BEGIN

Issue #698, opened 2026-09-02
releng: replace the user-owned release tag deploy key with a GitHub App so release runs are not attributed to a person


plombardi89:
## Symptom

Every `unbounded release` (`release.yaml`) run reports the same `actor` regardless
of who cut the release. Two runs from 2026-09-02:

| Release build | `actor` | `triggering_actor` | Who actually cut it |
| --- | --- | --- | --- |
| [33655638847](https://github.com/Azure/unbounded/actions/runs/33655638847) (`v0.5.0`) | `plombardi89` | `plombardi89` on attempt 1 | `cchildress`, via prepare run [33655577293](https://github.com/Azure/unbounded/actions/runs/33655577293) dispatched 36s earlier |
| [33667392561](https://github.com/Azure/unbounded/actions/runs/33667392561) (`v0.6.0`) | `plombardi89` | `plombardi89` | `cchildress`, via prepare run [33667308864](https://github.com/Azure/unbounded/actions/runs/33667308864) dispatched 49s earlier |

The `v0.6.0` case is the clean one: cchildress dispatched, and both `actor` and
`triggering_actor` came back `plombardi89` on attempt 1. cchildress appears
nowhere on the run.

This holds for every release since 2026-06-23. Correlating all 80 `release.yaml`
runs against all 52 `release-prepare` runs: every release build with a matching
prepare run reports `plombardi89`, including ones cut by `bcho`, `vpatelsj`,
`jwilder`, `jveski` and `cchildress`. The only builds with a truthful actor are
the handful with no prepare run at all (`v0.1.24-rc.11` through `rc.18`,
`v0.2.0-beta.4`, `v0.2.3-alpha.0` through `alpha.2`), which were tags pushed by
hand.

## Cause

`release-prepare` pushes the tag over SSH with `RELEASE_TAG_DEPLOY_KEY` rather
than `GITHUB_TOKEN`, because GitHub suppresses workflow triggers for tags pushed
with the default token:

https://github.com/Azure/unbounded/blob/main/.github/workflows/release-prepare.yaml#L110-L116

GitHub attributes a deploy-key push to the account that **registered the key**.
That key was added by an individual maintainer when 6c8d83d (#328) introduced
this mechanism, so the actor on every workflow-cut release is that person,
permanently.

`triggering_actor` cannot substitute: on a push it equals `actor`, and on a
re-run it names whoever pressed re-run. Neither field can name the cutter.

## Why this is worth fixing rather than just documenting

[...]

PR #699, opened 2026-09-02
relctl: report who actually cut a release

plombardi89:
## What

`relctl watch <tag>` gains a `Cut by:` row and `relctl status` a `BY` column,
naming who actually cut a release.

```
Tag:      v0.6.0
Cut by:   cchildress  (release-prepare https://github.com/Azure/unbounded/actions/runs/33667308864)
Build:    success  https://github.com/Azure/unbounded/actions/runs/33667392561
Soak:     success  (workflow_run)  https://github.com/Azure/unbounded/actions/runs/33670115829
Release:  published
```

## Why

`release-prepare` pushes the tag with a deploy key rather than `GITHUB_TOKEN`,
because GitHub suppresses workflow triggers for tags pushed with the default
token. GitHub credits a deploy-key push to whoever **registered the key**, so
every release build names that same person. `triggering_actor` is no better: on a
push it equals `actor`, and on a re-run it names whoever pressed re-run.

Checked across all 80 `release.yaml` runs: every build with a matching prepare
reports the key owner, including releases cut by `bcho`, `vpatelsj`, `jwilder`,
`jveski` and `cchildress`.

## How

Nothing in the API links a tag push to the run that made it, so this is
correlation rather than lookup: find the `release-prepare` run whose execution
window contains the push and report who dispatched it. `gh.Attribute` is pure and
separate from the fetching for that reason.

| Rendering | Means |
| --- | --- |
| `Cut by: <login>` with a prepare link | That person dispatched the prepare that pushed the tag |
| `Pushed by: <login>` | Tag pushed by hand, so the actor really is the pusher |
| `Cut by: unknown`, or `?` in `BY` | Could not be established |

What it rests on, all commented in the code:

- Windows compare `created_at`, never `run_started_at`. A re-run moves the latter
  and leaves the former at the moment of the push.
- The candidate list is fetched **after** the runs it explains. A non-match reads
  as "pushed by hand", so a list taken too early would name the key owner as the
  pusher.
- Containment is unambiguous only because `release-prepare` is serialized by a
  `concurrency` group.
- A prepare that did not succeed is not a candidate, since the push is the last
  thing that job does.

`BY` never falls back to the raw actor as a default. The raw value stays in
`-o json` as `actor`, beside the derived answer under `by`.

`watch` also stops ending a 90-minute poll on one bad response: 5xx, rate limits
and connection failures are retried, definite answers like a 404 still fail at
once, and `--once` never retries.

## Testing

Table and named tests in `gh/attribution_test.go`, including that no path can
report the key owner and that correlating the same fixture on `run_started_at`
finds nothing. Command-level tests assert the request **order**, which no
inspection of the output can show. Mutation-checked. Verified live: `v0.6.0` →
`cchildress`, `v0.4.0` → `plombardi89`, `v0.2.3-alpha.2` → a hand push by `bcho`,
`v0.1.5` → unknown.

## Notes

A workaround for the credential, not a fix. #698 tracks replacing the deploy key
with a GitHub App — though an App token names the app, so it makes `actor` honest
rather than correct.

The `.golangci.yaml` change stops `make fmt` rewriting `cancelled`, which is
GitHub's spelling for a run conclusion, to a value the API never sends.


cchildress (approved):

plombardi89:
@copilot merge is failing on license-check. We need to update the files with MIT headers to Apache 2 headers that are compliant with the rest of the project.

jwilder (approved):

END

### INSTRUCTIONS FOR THE TASK
Repeat exactly the lines of the data from the first one through the line with "run reports the", both of them included.

### RESPONSE AREA
Issue #698, opened 2026-09-02
releng: replace the user-owned release tag deploy key with a GitHub App so release runs are not attributed to a person


plombardi89:
## Symptom

Every `unbounded release` (`release.yaml`) run reports the same `actor` regardless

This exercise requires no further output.